◆ **Aim of the task**
Please state how many lines of the data contain "Entry". The number by itself is enough.

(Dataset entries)
┄┄┄┄┄┄┄┄┄┄

PR #4196, opened 2023-12-18
[otel-tracing] Added Tracing to Base package (driver)

gotgelf:
This PR introduces `OpenTelemetry` tracing capabilities into the base(storage driver) component.

### DIFF
--- a/go.mod
+++ b/go.mod
@@ -29,8 +29,13 @@ require (
 	github.com/spf13/cobra v1.8.0
 	github.com/stretchr/testify v1.8.4
 	go.opentelemetry.io/contrib/exporters/autoexport v0.46.1
+	go.opentelemetry.io/contrib/instrumentation/net/http/otelhttp v0.46.1
+	go.opentelemetry.io/otel v1.21.0
+	go.opentelemetry.io/otel/exporters/stdout/stdouttrace v1.21.0
 	go.opentelemetry.io/otel/sdk v1.21.0
+	go.opentelemetry.io/otel/trace v1.21.0
 	golang.org/x/crypto v0.18.0
+	golang.org/x/net v0.20.0
 	golang.org/x/oauth2 v0.11.0
 	google.golang.org/api v0.126.0
 	gopkg.in/yaml.v2 v2.4.0
@@ -73,8 +78,6 @@ require (
 	github.com/redis/go-redis/extra/rediscmd/v9 v9.0.5 // indirect
 	github.com/spf13/pflag v1.0.5 // indirect
 	go.opencensus.io v0.24.0 // indirect
-	go.opentelemetry.io/contrib/instrumentation/net/http/otelhttp v0.46.1
-	go.opentelemetry.io/otel v1.21.0
 	go.opentelemetry.io/otel/exporters/otlp/otlpmetric/otlpmetricgrpc v0.44.0 // indirect
 	go.opentelemetry.io/otel/exporters/otlp/otlpmetric/otlpmetrichttp v0.44.0 // indirect
 	go.opentelemetry.io/otel/exporters/otlp/otlptrace v1.21.0 // indirect
@@ -82,12 +85,9 @@ require (
 	go.opentelemetry.io/otel/exporters/otlp/otlptrace/otlptracehttp v1.21.0 // indirect
 	go.opentelemetry.io/otel/exporters/prometheus v0.44.0 // indirect
 	go.opentelemetry.io/otel/exporters/stdout/stdoutmetric v0.44.0 // indirect
-	go.opentelemetry.io/otel/exporters/stdout/stdouttrace v1.21.0 // indirect
 	go.opentelemetry.io/otel/metric v1.21.0 // indirect
 	go.opentelemetry.io/otel/sdk/metric v1.21.0 // indirect
-	go.opentelemetry.io/otel/trace v1.21.0 // indirect
 	go.opentelemetry.io/proto/otlp v1.0.0 // indirect
-	golang.org/x/net v0.20.0
 	golang.org/x/sync v0.3.0 // indirect
 	golang.org/x/sys v0.16.0 // indirect
 	golang.org/x/text v0.14.0 // indirect
--- a/registry/storage/driver/base/base.go
+++ b/registry/storage/driver/base/base.go
@@ -46,11 +46,19 @@ import (
 	"github.com/distribution/distribution/v3/internal/dcontext"
 	prometheus "github.com/distribution/distribution/v3/metrics"
 	storagedriver "github.com/distribution/distribution/v3/registry/storage/driver"
+	"github.com/distribution/distribution/v3/tracing"
 	"github.com/docker/go-metrics"
+	"go.opentelemetry.io/otel"
+	"go.opentelemetry.io/otel/attribute"
+	"go.opentelemetry.io/otel/trace"
 )
 
 // storageAction is the metrics of blob related operations
 var storageAction = prometheus.StorageNamespace.NewLabeledTimer("action", "The number of seconds that the storage action takes", "driver", "action")
+
+// tracer is the OpenTelemetry tracer utilized for tracing operations within
+// this package's code.
+var tracer = otel.Tracer("github.com/distribution/distribution/v3/registry/storage/driver/base")
 
 func init() {
 	metrics.Register(prometheus.StorageNamespace)
@@ -89,8 +97,16 @@ func (base *Base) setDriverName(e error) error {
 
 // GetContent wraps GetContent of underlying storage driver.
 func (base *Base) GetContent(ctx context.Context, path string) ([]byte, error) {
-	ctx, done := dcontext.WithTrace(ctx)
-	defer done("%s.GetContent(%q)", base.Name(), path)
+	attrs := []attribute.KeyValue{
+		attribute.String(tracing.AttributePrefix+"storage.driver.name", base.Name()),
+		attribute.String(tracing.AttributePrefix+"storage.path", path),
+	}
+	ctx, span := tracer.Start(
+		ctx,
+		"GetContent",
+		trace.WithAttributes(attrs...))
+
+	defer span.End()
 
 	if !storagedriver.PathRegexp.MatchString(path) {
 		return nil, storagedriver.InvalidPathError{Path: path, DriverName: base.StorageDriver.Name()}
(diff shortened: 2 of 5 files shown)


corhere (changes requested):
There is nothing about the instrumentation added to the filesystem driver in this PR which is specific to the filesystem driver. These spans should live [in `base.Base`](https://github.com/distribution/distribution/blob/ec617ca6d20c7522b7fb994cfaf590fc7ac9adca/registry/storage/driver/base/base.go) so that all drivers can benefit. Feel free to rewrite `dcontext.WithTrace` or throw it out; OpenTelemetry tracing is superior and [could also be wired up](https://pkg.go.dev/go.opentelemetry.io/otel/exporters/stdout/stdouttrace) to log traces [to logrus](https://pkg.go.dev/github.com/sirupsen/logrus#Entry.WriterLevel).

gotgelf:
Hi @corhere , thx for your review. 

>Feel free to rewrite dcontext.WithTrace or throw it out; OpenTelemetry tracing is superior and [could also be wired up](https://pkg.go.dev/go.opentelemetry.io/otel/exporters/stdout/stdouttrace) to log traces [to logrus](https://pkg.go.dev/github.com/sirupsen/logrus#Entry.WriterLevel).

You mentioned the possibility of replacing `dcontext.WithTrace` with OpenTelemetry and wiring it up to log traces to logrus. I've explored this and have a question about maintaining our current logging format. Specifically, is it critical for our logrus logs to retain the same format as they currently have? For example:

```
DEBU[2330] filesystem.Stat("/") environment=development go.version=go1.21.4 instance.id=4d34dc87-5f21-4593-80ed-b959a8a923a0 service=registry trace.duration="82.583µs" trace.file=/Users/gotgelf/private/oss/distribution/registry/storage/driver/base/base.go trace.func="github.com/distribution/distribution/v3/registry/storage/driver/base.(*Base).Stat" trace.id=b6b807be-1a24-401a-99ef-d1a0989b45ca trace.line=152 version=v3.0.0+unknown
```
If maintaining this format is important, I believe developing a `CustomExporter` might be the best approach. This would give us direct access to the span data, including attributes, allowing us to log the information in any format we choose.

On the other hand, using the [stdouttrace](https://pkg.go.dev/go.opentelemetry.io/otel/exporters/stdout/stdouttrace) exporter presents a challenge in preserving our current log structure. The stdouttrace exporter outputs the entire span as a pre-formatted string, typically in JSON, which might not easily allow for parsing specific fields like trace.duration.

What are your thoughts on this? Would you prefer adherence to the current log format, or is there flexibility for change in the structure of our logs?

corhere:
> What are your thoughts on this? Would you prefer adherence to the current log format, or is there flexibility for change in the structure of our logs?

It's a new major version, which gives us permission to make breaking changes. And I doubt anyone has written automation to parse the trace logs. If anyone has, I imagine they'd be thrilled to replace it with off-the-shelf OpenTelemetry tooling.

I had also considered suggesting a custom `SpanExporter` for logrus. You're welcome to implement one, and I'd be happy to review and see it merged, but I don't think we need to get that fancy. I personally would rather analyze a trace rendered graphically and/or including the registry client spans, i.e. in Jaeger, than to scroll throw a textual spew of raw spans. In my opinion, given the option for exporting traces over OTLP, the logrus trace output would be little more than a nice-to-have, a convenience for distribution developers to get a quick preview of traces when it would be overkill to launch a Jaeger all-in-one container.

What do you think @milosgajdos?

gotgelf:
Hi @corhere and @milosgajdos,

I hope this message finds you well. I wanted to follow up on my PR. I've addressed the comments received and requested another review. Since there hasn't been any activity for the past few weeks, I'm reaching out to ensure that this PR hasn't been overlooked.

If there are any additional changes or information needed from my side to move forward with the review process, please let me know. I'm eager to contribute and would appreciate any further guidance you can provide.

Thanks in advance!

milosgajdos:
Sorry, I'm currently on sabbatical only accessing GH from my phone from random locations around the world so won't be able to give much proper feedback for a while I'm afraid 😞

registry/storage/driver/base/base.go
```diff
@@ -89,8 +96,16 @@ func (base *Base) setDriverName(e error) error {
...
 func (base *Base) GetContent(ctx context.Context, path string) ([]byte, error) {
-	ctx, done := dcontext.WithTrace(ctx)
-	defer done("%s.GetContent(%q)", base.Name(), path)
+	attrs := []attribute.KeyValue{
+		attribute.String("driver.name", base.Name()),
+		attribute.String("path", path),
+	}
+	ctx, span := tracer.Start(
+		ctx,
+		"get_content",
```
corhere, line 105: The span name is not an attribute. [The guidance is a little vague](https://github.com/open-telemetry/opentelemetry-specification/blob/v1.26.0/specification/trace/api.md#span) on the recommended format for span names in general, though it does mention the name of a function as an example choice of span name. I think we should name these spans after the function names exactly how they're spelled in code.
```suggestion
		"GetContent",
```

registry/storage/driver/base/base.go
```diff
@@ -89,8 +96,16 @@ func (base *Base) setDriverName(e error) error {
 
 // GetContent wraps GetContent of underlying storage driver.
 func (base *Base) GetContent(ctx context.Context, path string) ([]byte, error) {
-	ctx, done := dcontext.WithTrace(ctx)
-	defer done("%s.GetContent(%q)", base.Name(), path)
+	attrs := []attribute.KeyValue{
+		attribute.String("driver.name", base.Name()),
+		attribute.String("path", path),
```
corhere, line 101: https://opentelemetry.io/docs/specs/semconv/general/attribute-naming/#recommendations-for-application-developers

For new names, perhaps `io.cncf.distribution` would be a good choice of prefix?

corhere (commented):
The code itself looks good; it's just the span and attribute names which need some more attention.

registry/storage/driver/base/base.go
gotgelf: Agreed, this was also on my mind. Utilizing the precise function names as span names significantly improves the clarity and consistency within our telemetry data. Moreover, it facilitates tracing by simplifying the process of correlating spans to the specific functions from which they originate.

registry/storage/driver/base/base.go
gotgelf: Done.

registry/storage/driver/base/base.go
```diff
@@ -104,8 +120,17 @@ func (base *Base) GetContent(ctx context.Context, path string) ([]byte, error) {
 
 // PutContent wraps PutContent of underlying storage driver.
 func (base *Base) PutContent(ctx context.Context, path string, content []byte) error {
-	ctx, done := dcontext.WithTrace(ctx)
-	defer done("%s.PutContent(%q)", base.Name(), path)
+	attrs := []attribute.KeyValue{
+		attribute.String(tracing.AttributePrefix+"driver.name", base.Name()),
+		attribute.String(tracing.AttributePrefix+"path", path),
+		attribute.Int("content.length", len(content)),
```
corhere, line 126: I don't see an attribute with that name in the OTEL semantic conventions. Did you mean to prefix it with `tracing.AttributePrefix`?

registry/storage/driver/base/base.go
```diff
@@ -179,6 +238,18 @@ func (base *Base) List(ctx context.Context, path string) ([]string, error) {
 
 // Move wraps Move of underlying storage driver.
 func (base *Base) Move(ctx context.Context, sourcePath string, destPath string) error {
+	attrs := []attribute.KeyValue{
+		attribute.String(tracing.AttributePrefix+"driver.name", base.Name()),
+		attribute.String(tracing.AttributePrefix+"source.path", sourcePath),
+		attribute.String(tracing.AttributePrefix+"dest.path", destPath),
```
corhere, line 244:
```suggestion
		attribute.String(tracing.AttributePrefix+"storage.source_path", sourcePath),
		attribute.String(tracing.AttributePrefix+"storage.destination_path", destPath),
```

corhere (commented):
Almost there! And could you please squash down to a single commit so your PR branch is ready to merge?

gotgelf:
> Almost there! And could you please squash down to a single commit so your PR branch is ready to merge?

Done! Thank you for the reviews and guidance.

registry/storage/driver/base/base.go
```diff
@@ -89,8 +97,16 @@ func (base *Base) setDriverName(e error) error {
 
 // GetContent wraps GetContent of underlying storage driver.
 func (base *Base) GetContent(ctx context.Context, path string) ([]byte, error) {
-	ctx, done := dcontext.WithTrace(ctx)
-	defer done("%s.GetContent(%q)", base.Name(), path)
+	attrs := []attribute.KeyValue{
+		attribute.String(tracing.AttributePrefix+"storage.driver.name", base.Name()),
```
corhere, line 101: [Good call with making `storage.driver` a namespace](https://opentelemetry.io/docs/specs/semconv/general/attribute-naming/#:~:text=Names%20SHOULD%20NOT,in%20the%20future.) ✅

corhere (approved):
LGTM! 🎉 

Thank you so much for working on tracing and putting up with all the review rounds. We really appreciate your efforts ❤️

go.mod
```diff
@@ -82,10 +82,10 @@ require (
 	go.opentelemetry.io/otel/exporters/otlp/otlptrace/otlptracehttp v1.21.0 // indirect
 	go.opentelemetry.io/otel/exporters/prometheus v0.44.0 // indirect
 	go.opentelemetry.io/otel/exporters/stdout/stdoutmetric v0.44.0 // indirect
-	go.opentelemetry.io/otel/exporters/stdout/stdouttrace v1.21.0 // indirect
+	go.opentelemetry.io/otel/exporters/stdout/stdouttrace v1.21.0
```
milosgajdos, line 85: Can you please move this _direct_ dependency to the list of direct deps?

go.mod
```diff
@@ -82,10 +82,10 @@ require (
...
 	go.opentelemetry.io/otel/metric v1.21.0 // indirect
 	go.opentelemetry.io/otel/sdk/metric v1.21.0 // indirect
-	go.opentelemetry.io/otel/trace v1.21.0 // indirect
+	go.opentelemetry.io/otel/trace v1.21.0
```
milosgajdos, line 88: Same comment as above

milosgajdos (commented):
Thanks for this, can you please make the `go.mod` changes I've suggested? Then we're good to go.

go.mod
gotgelf: Done.

go.mod
gotgelf: Done.

gotgelf:
> Thanks for this, can you please make the `go.mod` changes I've suggested? Then we're good to go.

Hi @milosgajdos , it's done.

gotgelf:
> > Hi @milosgajdos , it's done.
> 
> Thanks, one more thing, mind squashing @gotgelf ?

Of course, done.

milosgajdos (approved):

┄┄┄┄┄┄┄┄┄┄

◆ **Exercise output**
2